I would think that serial numbers would be unique--which wont' be the case if they "roll over" like this.
If you use a script to create new records, the script can check the value of this field in the newly created record and if it is 6999 it can use set next serial value to reset the serial number back to 6000. But this might get a bit tricky to do in a database hosted so that multiple users might be creating records in this table all at the same time.
I know this is deceiving, it is a serial number but it is being created for another application, not for the traditional serial number use that you see in a FM database. In fact, it might be easier to call it a naming convention. All records related to a certain "category" need a serial number that is in the 6000's.
But you have a good point when other users are working in the same database. With that said, how can I make it user specific and also start over when they reach 6999. Is that even possible?
I've reached out to the user to gain clarification on this number/naming convention as your response leads to more questions than answers. Please weigh in while I gather more information. Thanks!
What do you mean by "user specific"? Each user has their own series of values from 1 to 6999?
If you just need to ensure no values past 6999, you can define a validation rule that rejects all records greater than 6999, this will force them to try again if that happens and they should get what they need on the second try.
But if you have multiple categories and a unique number series for each category, then you will need to use a different approach in order to manage all the different number sequences.
What I thought was simple has now been complicated - but only because you ask great, necessary questions. I appreciate that.Hopefully I do a better job of explaining.Each user will be creating work orders for specific records. By the use of scripts and calculation fields, when they push a button a "workorder ID" will be generated for that record. Within that ID is a serial number that must be in a the 6000 range. Sometimes a specific record will need more than one work order. So that user needs to have workorder IDs for that record that are in sequential order. So...User 1 - First RecordRecord requires 3 WorkordersWorkorder ID 1: 0024-AD12US-6000Workorder ID 2: 0024-AD12US-6001Workorder ID 3: 0024-AD12US-6002User 1 - Second RecordRecord requires 2 WorkordersWorkorder ID 1: 0016-AG13US-6003Workorder ID 2: 0016-AG13US 6004User 2Record requires 1 workorderWorkorder ID 1: 0036-AG12US-6001User 2Record Requres 2 workordersWorkorder ID 1: 0024-AF12US-6002Workorder ID 2: 0024-AF12US-6003As you can see, they can use the same number (so it isn't really a serial ID) but it is important that as the individual works on their specific orders the serial part of the ID goes in sequential order. So it would be user specific.
I realize that this is probably being driven by a client's or employer's requirements but it really makes no sense to number them that way. I strongly recommend that you not use this "work order ID" as a key field in relationships. Keep the field in your database as a regular text field and use a serial number field as your primary key for your work orders. You probably have that detail figured out already.
I think it's just a typo on your part, but user 2's sequence started at 6001 and User 1's at 6000. I will assume that this difference is not significant.

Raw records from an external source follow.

PR #205, opened 2024-07-17
feat: userSignUpSource create by course_enrollment

johanseto:
## Description

feat: userSignUpSource created by course_enrollment

Configure signal after a courseEnrollment save to create the desired UserSignUpSource record based on the course_enrollment using the org course.

### After
1. Go to UserSignUpSource in admin and select a user.

2. Go to course_enrollment in admin and select a course_enrollment related to the user and a course with an org-related site that doesn't have a UserSignUpSource record. Save the course_enrollment.

3. Check logs or check that the UserSignUpSource record was created.

## Checklist for Merge

- [ ] Updated documentation
- [ ] Rebased master/main
- [ ] Squashed commits

### DIFF
--- a/eox_nelp/signals/receivers.py
+++ b/eox_nelp/signals/receivers.py
@@ -19,6 +19,8 @@ import logging
 from django.conf import settings
 from django.contrib.auth import get_user_model
 from eox_core.edxapp_wrapper.grades import get_course_grade_factory
+from eox_core.edxapp_wrapper.users import get_user_signup_source
+from eox_tenant.tenant_wise.proxies import TenantSiteConfigProxy
 from eventtracking import tracker
 from openedx_events.learning.data import CertificateData, CourseData, UserData, UserPersonalData
 
@@ -35,6 +37,7 @@ from eox_nelp.signals.tasks import (
 from eox_nelp.signals.utils import _generate_external_certificate_data
 
 User = get_user_model()
+UserSignupSource = get_user_signup_source()
 LOGGER = logging.getLogger(__name__)
 CourseGradeFactory = get_course_grade_factory()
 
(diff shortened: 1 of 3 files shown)


eox_nelp/signals/receivers.py
```diff
@@ -227,6 +230,38 @@ def enrollment_publisher(instance, **kwargs):  # pylint: disable=unused-argument
...
+    """
+    Receiver that is connected to the course enrollment post_save signal. This will generate a
+    UserSignupSource record if possilbe
+    based on the `SITE_NAME` tenant settings.
+    If there is not SITE_NAME configurated this would be skipped with a log.
+
+    Args:
+        instance<CourseEnrollment>: This an instance of the model CourseEnrollment.
+    """
+    site_name = TenantSiteConfigProxy.get_value_for_org(instance.course_id.org, "SITE_NAME")
```
andrey-canon, line 243:
```suggestion
    site_name = getattr(settings, "SITE_NAME", None)
```
I'm just wondering if this is not the same ? and I worry about the tenants that have multiple orgs

johanseto: @andrey-canon Because you could save a courseEnrollment of lms org using the edunext tenant. So the signUpSource would be attached to the org of the courseEnrollment and not the current tenant request. Also in async could help to don't think in the async tenant.

johanseto: According to tenants having multiple orgs. The think is fetching inverse. The courseEnrollment has a course eg
`course-v1:BRAGI+cd101+2023t1`. That course would match org BRAGI. Then the method would search for a tenantConfig that matches that organization in org_filter(organizations).
After that in the TenanConfig matched, the `SITE_NAME` is retrieved.
The problem could be with multiple tenant_config that have the same org. In this case,
the first one would be selected, according to the following [snippet](https://github.com/eduNEXT/eox-tenant/blob/c4b4b6c716b6b03763c076156b3595ac2c324df2/eox_tenant/models.py#L218-L226).

andrey-canon (approved):

PR #213, opened 2024-08-05
refactor: extract completion logic from pipe to implement it into rec…

andrey-canon:
## Description

This move the completion logic from the pipeline step to the receiver, this also adds some logs to  monitor which actions is triggered the pearson task 

## Additional information

## Checklist for Merge

- [ ] Updated documentation
- [ ] Rebased master/main
- [ ] Squashed commits


eox_nelp/signals/receivers.py
```diff
@@ -393,18 +393,26 @@ def pearson_vue_course_completion_handler(instance, **kwargs):  # pylint: disabl
...
+                user_id=instance.user_id,
+                exam_id=str(instance.context_key),
+                action_name="rti",
+            )
+        else:
+            real_time_import_task.delay(
+                user_id=instance.user_id,
+                course_id=str(instance.context_key),
+            )
+
```
johanseto, line 415:
```suggestion
    if (not is_complete) or graded:
        return
 
    LOGGER.info(
        "Initializing rti task for the user %s, action triggered by course completion status",
        instance.user_id,
    )

    if getattr(settings, "USE_PEARSON_ENGINE_SERVICE", False):
        real_time_import_task_v2.delay(
            user_id=instance.user_id,
            exam_id=str(instance.context_key),
            action_name="rti",
        )
    else:
        real_time_import_task.delay(
            user_id=instance.user_id,
            course_id=str(instance.context_key),
        )

```

johanseto (commented):
I made a logic suggestion. I think test would pass with that change.

eox_nelp/signals/receivers.py
andrey-canon: very similar to my first approach `if  graded or not is_complete:` but I decided to leave as similar as possible in order to make easier the review, anyway I will update that

johanseto (approved):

You'll need a related table where you have one record for each user such as:
MainRecord::__pkMainID = WorkOrders::_fkMainID
WorkOrders::UserID = WOSerialNumbers::UserID
The 4 records in your example would be records in Main. The 8 different work orders would be 8 records in WorkOrders and a number field in WOSerialNumbers would be incremented each time a new WorkOrders record is created via a script and this script can "roll" values back to 6000 when 6999 has been reached.
You'll have to figure out what value to use for UserID and how to put that value into WorkOrders::UserID, one option might be to define it as an unstored calculation field: Get ( AccountName ).
This is definitely not a key field in any relationships and really has no use in this database other than to create an ID that is then imported into another program (this ID is driven by another user's requirement).
Your solution makes sense. I need to clarify with my external user that I understand the need of this number before I implement. Be prepared for new questions just in case they make it even MORE complicated (is that possible?).